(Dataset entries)

+ + + + +

PR #193, opened 2026-08-03
Add vsock peer credentials on Posix.Context

VictorDebray:
Surfaces the peer's VSOCK context ID (CID) to server handlers as`HTTP2ServerTransport.Posix.Context.virtualSocketCredentials`, and makes a vsock server report the address it actually bound to.

`NIOCore.SocketAddress` has no vsock representation, so `channel.remoteAddress` is always nil for a vsock channel and the CID comes from NIOPosix's `remoteVsockAddress` option instead.
The option reads the peer with `getpeername` and validates the address family, so it's rejected for anything which isn't a vsock socket.

`listeningAddress` had the same problem from the other end: a vsock listening channel has no `localAddress`, so the transport echoed back the configured address, `Port/any` included. The factory now reads the bound address with a `localVsockAddress` option and reports that, so a wildcard bind resolves to the port the kernel picked.

Depends on:
- apple/swift-nio#3689
- the `swift-nio` floor in Package.swift needs raising to the release which ships them
- on #194, which builds the transport-specific context once per connection rather than once per RPC, since reading an option per RPC to identify the peer isn't reasonable.


Sources/GRPCNIOTransportHTTP2Posix/HTTP2ServerTransport+Posix.swift
```diff
@@ -297,6 +301,19 @@ extension HTTP2ServerTransport {
...
+/// Reads the peer's VSOCK context ID (CID) for `channel`.
+///
+/// `channel.remoteAddress` cannot report a vsock peer, because `NIOCore.SocketAddress` has no vsock
+/// representation. NIOPosix exposes the peer address through the `remoteVsockAddress` channel
+/// option instead, which reads it from `getpeername` and validates the address family.
+///
+/// Returns `nil` for any channel that is not a connected vsock channel: the option is rejected for
+/// other address families and is unsupported on non-POSIX channel types.
+@available(gRPCSwiftNIOTransport 2.0, *)
+private func getPeerCID(from channel: any Channel) async -> UInt32? {
```
glbrntt: This is a one-liner only ever called in one place: let's cut out the indirection.

Sources/GRPCNIOTransportHTTP2Posix/HTTP2ServerTransport+Posix.swift
```diff
@@ -308,10 +325,27 @@ extension HTTP2ServerTransport.Posix {
...
+
     public init() {
     }
   }
 
+  /// The peer's VSOCK context ID for a virtual-socket connection, taken from
+  /// the connection's peer address. Treat it as the identifier the
+  /// hypervisor/host vsock plumbing reported for the connecting guest.
+  public struct VsockCredentials: Sendable, Equatable {
+    public let cid: UInt32
```
glbrntt: Please use `var` here: `let` doesn't buy you anything.

```swift
var creds = VsockCredentials(cid: 42)
creds.cid += 1 // can't do this
creds = VsockCredentials(cid: cred.cid + 1) // can do this
```

Sources/GRPCNIOTransportHTTP2Posix/HTTP2ServerTransport+Posix.swift
```diff
@@ -308,10 +325,27 @@ extension HTTP2ServerTransport.Posix {
...
+    public var vsockCredentials: VsockCredentials?
+
     public init() {
     }
   }
 
+  /// The peer's VSOCK context ID for a virtual-socket connection, taken from
+  /// the connection's peer address. Treat it as the identifier the
+  /// hypervisor/host vsock plumbing reported for the connecting guest.
+  public struct VsockCredentials: Sendable, Equatable {
```
glbrntt: This should be `Hashable`

Sources/GRPCNIOTransportHTTP2Posix/HTTP2ServerTransport+Posix.swift
glbrntt: gRPC has a VsockAddress type already, can we use it's `ContextID` type here instead of the raw `UInt32`?

glbrntt (changes requested):
Thanks, we'll need a test for this as well.

Sources/GRPCNIOTransportHTTP2Posix/HTTP2ServerTransport+Posix.swift
glbrntt: This is also missing an `@available` annotation, it should be 2.10.

Sources/GRPCNIOTransportHTTP2Posix/HTTP2ServerTransport+Posix.swift
```diff
@@ -308,10 +325,27 @@ extension HTTP2ServerTransport.Posix {
...
+    /// time.
+    public var vsockCredentials: VsockCredentials?
+
     public init() {
     }
   }
 
+  /// The peer's VSOCK context ID for a virtual-socket connection, taken from
+  /// the connection's peer address. Treat it as the identifier the
+  /// hypervisor/host vsock plumbing reported for the connecting guest.
```
glbrntt: I think the second sentence is redundant, couldn't this be the other way around too?

Sources/GRPCNIOTransportHTTP2Posix/HTTP2ServerTransport+Posix.swift
```diff
@@ -308,10 +320,28 @@ extension HTTP2ServerTransport.Posix {
...
+    public var vsockCredentials: VsockCredentials?
+
     public init() {
     }
   }
 
+  /// The peer's VSOCK context ID for a virtual-socket connection, taken from the connection's
+  /// peer address.
+  @available(gRPCSwiftNIOTransport 2.10, *)
+  public struct VsockCredentials: Hashable, Sendable {
```
glbrntt: This can just be in the core module, I think. It's also not specific to the server transport so should be in its own file at the top level.

Sources/GRPCNIOTransportHTTP2Posix/HTTP2ServerTransport+Posix.swift
```diff
@@ -308,10 +320,28 @@ extension HTTP2ServerTransport.Posix {
...
+    public var cid: GRPCNIOTransportCore.SocketAddress.VirtualSocket.ContextID
+
+    public init(cid: GRPCNIOTransportCore.SocketAddress.VirtualSocket.ContextID) {
```
glbrntt: Let's spell this out as `contextID` like the `VirtualSocket` address does.

Sources/GRPCNIOTransportHTTP2Posix/HTTP2ServerTransport+Posix.swift
glbrntt: Given we spell out the `VirtualSocket` for the address type we should do the same here: `VirtualSocketCredentials`

Sources/GRPCNIOTransportHTTP2Posix/HTTP2ServerTransport+Posix.swift
```diff
@@ -273,6 +273,18 @@ extension HTTP2ServerTransport {
           }
         } catch {}
 
+        // `channel.remoteAddress` can't report a vsock peer because NIO's `SocketAddress` has no
+        // vsock representation, so read the peer address from the channel option instead. It's
+        // rejected for other address families and unsupported on non-POSIX channels, both of which
+        // leave `vsockCredentials` nil.
+        if let vsockAddress = try? await channel.getOption(.remoteVsockAddress).get() {
```
glbrntt: Let's _not_ do this unconditionally: we shouldn't pay the cost of attempting to look up a vsock address if we're not using vsock.

Tests/GRPCNIOTransportHTTP2Tests/VsockCredentialsTests.swift
```diff
@@ -0,0 +1,159 @@
...
+      }
+
+      let control = ControlClient(wrapping: client)
+      let input = ControlInput.with { $0.numberOfMessages = 1 }
+      try await control.unary(request: ClientRequest(message: input)) { response in
+        _ = try response.message
+      }
+
+      server.beginGracefulShutdown()
+      client.beginGracefulShutdown()
```
glbrntt: Just use `withGRPCServer` and `withGRPCClient` here, no need to manually manage each set of resources.

glbrntt: You can also use the `HelloWorldService` here whose implementation can be hooked on init, so the logic of each test can effectively live inside that and be driven by the client making a request. That removes the need for the recorder altogether.

glbrntt (changes requested):

Sources/GRPCNIOTransportHTTP2Posix/HTTP2ServerTransport+Posix.swift
VictorDebray: [Address review feedback on vsock peer credentials](https://github.com/grpc/grpc-swift-nio-transport/pull/193/commits/d512d42ccb7d9b38cfc321e9143e6e86c7ad3360)

Sources/GRPCNIOTransportHTTP2Posix/HTTP2ServerTransport+Posix.swift
VictorDebray: [Address review feedback on vsock peer credentials](https://github.com/grpc/grpc-swift-nio-transport/pull/193/commits/d512d42ccb7d9b38cfc321e9143e6e86c7ad3360)

Sources/GRPCNIOTransportHTTP2Posix/HTTP2ServerTransport+Posix.swift
VictorDebray: [Address review feedback on vsock peer credentials](https://github.com/grpc/grpc-swift-nio-transport/pull/193/commits/d512d42ccb7d9b38cfc321e9143e6e86c7ad3360)

Sources/GRPCNIOTransportHTTP2Posix/HTTP2ServerTransport+Posix.swift
VictorDebray: [Address review feedback on vsock peer credentials](https://github.com/grpc/grpc-swift-nio-transport/pull/193/commits/d512d42ccb7d9b38cfc321e9143e6e86c7ad3360)

Sources/GRPCNIOTransportHTTP2Posix/HTTP2ServerTransport+Posix.swift
VictorDebray: [Address review feedback on vsock peer credentials](https://github.com/grpc/grpc-swift-nio-transport/pull/193/commits/d512d42ccb7d9b38cfc321e9143e6e86c7ad3360)

Sources/GRPCNIOTransportHTTP2Posix/HTTP2ServerTransport+Posix.swift
VictorDebray: [Address review feedback on vsock peer credentials](https://github.com/grpc/grpc-swift-nio-transport/pull/193/commits/d512d42ccb7d9b38cfc321e9143e6e86c7ad3360)

Tests/GRPCNIOTransportHTTP2Tests/VsockCredentialsTests.swift
VictorDebray: [Address review feedback on vsock peer credentials](https://github.com/grpc/grpc-swift-nio-transport/pull/193/commits/6107a5e347af1f69802cc267f0ba4128165c0a66)

Sources/GRPCNIOTransportHTTP2Posix/HTTP2ServerTransport+Posix.swift
VictorDebray: [Address review feedback on vsock peer credentials](https://github.com/grpc/grpc-swift-nio-transport/pull/193/commits/6107a5e347af1f69802cc267f0ba4128165c0a66)

Sources/GRPCNIOTransportHTTP2Posix/HTTP2ServerTransport+Posix.swift
VictorDebray: [Address review feedback on vsock peer credentials](https://github.com/grpc/grpc-swift-nio-transport/pull/193/commits/6107a5e347af1f69802cc267f0ba4128165c0a66)

Sources/GRPCNIOTransportHTTP2Posix/HTTP2ServerTransport+Posix.swift
VictorDebray: [Address review feedback on vsock peer credentials](https://github.com/grpc/grpc-swift-nio-transport/pull/193/commits/6107a5e347af1f69802cc267f0ba4128165c0a66)

VictorDebray:
I updated the PR with your review. I have verified the changes work in our project too end to end.

Sources/GRPCNIOTransportHTTP2Posix/HTTP2ServerTransport+Posix.swift
```diff
@@ -273,6 +273,20 @@ extension HTTP2ServerTransport {
           }
         } catch {}
 
+        // NIO's `SocketAddress` has no vsock representation, which has two consequences here: a
+        // vsock channel is exactly the case where `localAddress` is absent, so that's the cheap
+        // test for whether it's worth asking at all; and the peer's address has to come from the
+        // channel option rather than from `remoteAddress`.
+        if channel.localAddress == nil,
```
glbrntt: Just switch on the `address` passed to the `init`, we don't need to use indirect logic here.

Tests/GRPCNIOTransportHTTP2Tests/VirtualSocketCredentialsTests.swift
```diff
@@ -0,0 +1,133 @@
...
+  /// and the reported context ID is `VMADDR_CID_LOCAL`.
+  @Test(
+    "Peer credentials describe the connecting context over a virtual socket",
+    .enabled(if: vsockLoopbackAvailable(), "Vsock loopback is unavailable")
+  )
+  @available(gRPCSwiftNIOTransport 2.10, *)
+  func credentialsOverVirtualSocket() async throws {
+    // `VMADDR_CID_LOCAL`, which routes to the host that generated the packets. gRPC's `ContextID`
+    // exposes `any`, `hypervisor` and `host`, but not `local`.
+    let localContextID = GRPCNIOTransportCore.SocketAddress.VirtualSocket.ContextID(rawValue: 1)
```
glbrntt: Why not just add `local`?

Tests/GRPCNIOTransportHTTP2Tests/VirtualSocketCredentialsTests.swift
```diff
@@ -0,0 +1,133 @@
...
+    // NIO's `SocketAddress` can't represent a vsock address, so the server's listening address is
+    // whatever it was configured with and binding `.any` would leave the client with no port to
+    // connect to. That forces a fixed port, so use one unlikely to be in use.
```
glbrntt: If the functionality is being added to NIO to be able to recover the remote address, should it not also be matched with the functionality to recover the local vsock address?

Run tests enough and port collisions _will_ happen.

glbrntt (changes requested):

Tests/GRPCNIOTransportHTTP2Tests/VirtualSocketCredentialsTests.swift
VictorDebray: Done in [Use ContextID.local in the vsock credentials test](https://github.com/grpc/grpc-swift-nio-transport/pull/193/commits/406925102fb96fca3b5c07ae4923c97de3b2a50f). `ContextID.local` already exist. The comment was wrong, so I removed it.

Tests/GRPCNIOTransportHTTP2Tests/VirtualSocketCredentialsTests.swift
VictorDebray: Fixed in [Report the address a vsock listener bound to](https://github.com/grpc/grpc-swift-nio-transport/pull/193/commits/b358cc43f9cb872082de8832358795d8c42d1229).
I've added a `localVsockAddress` channel option to the `swift-nio` PR https://github.com/apple/swift-nio/pull/3689 along the `remoteVsockAddress`.
The listener factory reads the bound address off the listening channel with it and `listeningAddress` reports that, so a `vsock` server describes where it actually is instead of echoing the wildcard it was configured with. The test binds `Port/any` and connects to whatever comes back, so there's no fixed port left to collide on.

Reading the option is also how the factory learns that it *is* a vsock listener, which is the only way to report the address of one gRPC was handed as a descriptor.

Sources/GRPCNIOTransportHTTP2Posix/HTTP2ServerTransport+Posix.swift
VictorDebray: [Ask whether a connection is a vsock connection rather than inferring it](https://github.com/grpc/grpc-swift-nio-transport/pull/193/commits/b1a16b599606b3217df2391dcc4cd2a9abc75217), though I chose not  to switch on the `init` address in the end. Let me know what you think!

I found that gRPC can be handed an already-bound listening descriptor, and there's no address to switch on there, so a vsock listener created that way would have silently stopped reporting credentials.

What I'm doing instead is not not infer on anything: the channel option validates the socket's address family and is rejected for anything which isn't a vsock socket.

The transport-specific context closure runs once per *RPC* rather than once per connection, so on mTLS servers the peer's certificates are re-read and re-parsed from DER on every request today. Computing the transport-specific context once per connection fixes that, and with it in an unconditional read costs one rejected option read per connection.
Depends on #194 to go in first.

VictorDebray:
Two things this depends on, so it can't go green on its own yet:

- swift-nio. It needs `remoteVsockAddress` (apple/swift-nio#3689) and `localVsockAddress`, which I've added to the same branch.
- #194

Sources/GRPCNIOTransportHTTP2Posix/HTTP2ServerTransport+Posix.swift
```diff
@@ -156,12 +178,34 @@ extension HTTP2ServerTransport {
...
+            .vsock(
+              contextID: GRPCNIOTransportCore.SocketAddress.VirtualSocket.ContextID(
+                rawValue: bound.cid.rawValue
+              ),
+              port: GRPCNIOTransportCore.SocketAddress.VirtualSocket.Port(
+                rawValue: bound.port.rawValue
+              )
+            )
+          )
+        }
```
glbrntt, line 200: I don't think this approach is quite right. I think the `ListenerConfigurator` should be extended with API that allows listener factories to set a bound address.

The posix transport would then be able to set that appropriately from the underlying transport.

Sources/GRPCNIOTransportHTTP2Posix/HTTP2ServerTransport+Posix.swift
```diff
@@ -281,6 +336,21 @@ extension HTTP2ServerTransport {
...
         } catch {}
 
+        // NIO's `SocketAddress` has no vsock representation, so the peer's address has to come from
+        // the channel option rather than from `remoteAddress`.
+        //
+        // The option validates the socket's address family, so asking is how we find out whether
+        // this is a vsock connection: it's rejected for anything else. This runs once per
+        // connection, so a connection which isn't a vsock connection pays for one rejected read
+        // rather than one per RPC.
+        if let vsockAddress = try? await channel.getOption(.remoteVsockAddress).get() {
```
glbrntt, line 346: We should only be doing this if we know we have a vsock connection.

glbrntt (changes requested):

VictorDebray:
It now switches on the address passed to the init which is the same test the listener uses shared as `Address.mayBeVirtualSocket`. So now TCP and UDS servers never read the option.

The exception is a listener handed to gRPC as a descriptor. It's bound before the transport sees it, so there's no address to switch on and we ask anyway: one `remoteVsockAddress` read per accepted connection that are rejected unless the socket really is a vsock socket.

We could not do that check if we store the answer. The factory already resolves the family at bind. It reads localVsockAddress to report the bound address, and accepted sockets inherit the listener's family.
But that would mean carrying per-transport state you asked me to drop in favour of setBoundAddress.

What do you suggest doing? Keep the speculative read for descriptors or go the state route ?

glbrntt (changes requested):
Let's simplify this, this PR has been open for 7 weeks now and it doesn't feel a whole lot closer to being merged.

Let's divide this into two PRs:
1. Adding vsock credentials to the context when vsock is known to be used (i.e. pre-bound socket case, that can always be added later if a user needs it). This should verify that when vsock is used on a supported platform that the context has a non-nil vsock credentials object on it. It does not need to verify anything else.
2. Add the listening address to the server. I think this is better done by adding another requirement the `ListenerFactory`, something like `func listeningAddress(of channel: any Channel) async throws -> SocketAddress?`. It'll need a default implementation returning `channel.localAddress.map { SocketAddress($0) }` though.

VictorDebray:
Great idea!
Here they are:
- [Report the listening address from the listener factory](https://github.com/grpc/grpc-swift-nio-transport/pull/197#top)
- [Add vsock peer credentials on Posix.Context](https://github.com/grpc/grpc-swift-nio-transport/pull/198#top)
I'm closing this PR in favor of these.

+ + + + +

Pick out and copy the lines of the entries that hold the string "wildcard".

▶ [Answer to this exercise]:
`listeningAddress` had the same problem from the other end: a vsock listening channel has no `localAddress`, so the transport echoed back the configured address, `Port/any` included. The factory now reads the bound address with a `localVsockAddress` option and reports that, so a wildcard bind resolves to the port the kernel picked.
The listener factory reads the bound address off the listening channel with it and `listeningAddress` reports that, so a `vsock` server describes where it actually is instead of echoing the wildcard it was configured with. The test binds `Port/any` and connects to whatever comes back, so there's no fixed port left to collide on.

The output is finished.